FIG. 2D is a view of FIG. 2B showing the novel alternative fastener connecting the mounting arm to the rotating members and ceiling fan motor using the novel grommet washer.
FIG. 2E is another view of FIG. 2B showing another version of a fastener being held captive by being snugly held in place by the inner walls of the through-holes in the mounting arms.
FIG. 3A is a perspective exploded view of a second embodiment of a captive fastener and spring washer within a ceiling fan mounting arm.
FIG. 3B is a side cross-sectional view of two captive fasteners and spring washers of FIG. 3A being aligned with mateable holes in the motor endshield rotor of FIG. 2A
FIG. 3C is an enlarged side view of the unattached captive fastener of FIG. 3B.
FIG. 3D is an enlarged side view of the attached captive fastener of FIG. 3B.

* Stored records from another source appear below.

PR #4548, opened 2025-07-23
[fbgemm_gpu] Enable Comm Ops in OSS GenAI

q10:


fbgemm_gpu/experimental/gen_ai/src/comm/car.cpp
```diff
@@ -272,7 +272,13 @@ void nccl_allreduce(
...
       TORCH_CHECK(false, "unsupported type: ", src.scalar_type());
   }
-#if defined(USE_ROCM)
+
+// ncclAllReduceWithBias landed in OSS RCCL only recently, so it won't be
+// available in public ROCm for a while.  As such, its use has to be guarded by
+// a far-off ROCm version check.
+//    https://github.com/ROCm/rccl/pull/1729
+#if (defined(FBGEMM_FBCODE) && defined(USE_ROCM)) || \
+    (!defined(FBGEMM_FBCODE) && defined(USE_ROCM) && (ROCM_VERSION >= 60600))
```
josemonsalve2, line 281: @q10, I believe the ROCM_VERSION guard here should be higher. Maybe 70000? I am on 6.4 right now and `ncclAllReduceWithBias` is still not supported.

q10: Sure, we can update this.  I don't know what is the release timeline for RCCL so I just picked a higher version in arbitrary manner.

PR #215, opened 2022-05-23
fix: export useContractKit

crondinini:
### Overview

While going over the list of checks for `v4.0`, I noticed I couldn't use `useContractKit` .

FIG. 4A is a perspective view of a third embodiment of using either or both the captive fastener of the preceding Figures, or conventional fastener with an alignment post for attaching the mounting arm to the a ceiling fan motor.
FIG. 4B shows another version of an alignment post having flat side portions for use with FIG. 4A.

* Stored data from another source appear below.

PR #219, opened 2022-05-24
Allow updateTheme to take a null value

dckesler:
Since the reducer state can take null I updated the `updateTheme` method to accept null. Also, I made it so you could turn off the themes in the example.

### DIFF
--- a/packages/example/components/theme-button.tsx
+++ b/packages/example/components/theme-button.tsx
@@ -3,7 +3,7 @@ import { Theme } from '@celo/react-celo';
 interface Props {
   theme: Theme;
   currentTheme: Theme | null;
-  onClick: (theme: Theme) => void;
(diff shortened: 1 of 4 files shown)


packages/example/components/theme-button.tsx
```diff
@@ -17,7 +17,7 @@ export function ThemeButton({ theme, currentTheme, onClick }: Props) {
         padding: selected ? 3 : 4,
         borderColor: selected ? theme.primary : theme.muted,
       }}
-      onClick={() => onClick(theme)}
+      onClick={() => onClick(selected ? null : theme)}
```
nicolasbrugneaux, line 20: Just need to retype `Props.onClick` and we're good to go :)

nicolasbrugneaux (changes requested):

aaronmgdr (approved):

Issue #193, opened 2022-05-18
update the Used by list


aaronmgdr:
some apps are dead, 

and there are apps like celotracker that use it that are not on list.

PR #227, opened 2022-05-25
Aaronmgdr/fix example toggle mobile

aaronmgdr:
# Fixes overlaping toggle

FIG. 4C is a perspective view of the third embodiment of FIG. 4A using two alignment posts which allows for only one captive or one conventional fastener to hold the mounting arm to the motor.
Before explaining the disclosed embodiment of the present invention in detail it is to be understood that the invention is not limited in its application to the details of the particular arrangement shown since the invention is capable of other embodiments. Also, the terminology used herein is for the purpose of description and not of limitation.
FIG. 2A is a perspective exploded view of a first embodiment 100 of the fasteners 50, novel grommet washer 101, with mounting arm 40 rotor 20 and bottom 22 and ceiling fan motor 10 components for the subject invention. Referring to FIG. 2A, a mounting arm 40 has one end 42 connected to fan blades (not shown here, but shown more clearly in FIG. 1) and a second end 44 having through-holes 45 therethrough. A novel flexible and pliable grommet shaped washer 101 having a longitudinal planar upper portion 105 having a width and length approximately the same as the upper surface width and length of mounting arm end 44. Two hollow cylindrical portions 110 and 120 are located in identical positions as through-holes 45 in mounting arm end 44. Cylindrical portions 110, 120 have respective bottom expanding flange portions 112 and 122. Pliable and flexible grommet shaped washer 101 can be formed from rubber, elastomers, plastics, combinations, thereof, and the like.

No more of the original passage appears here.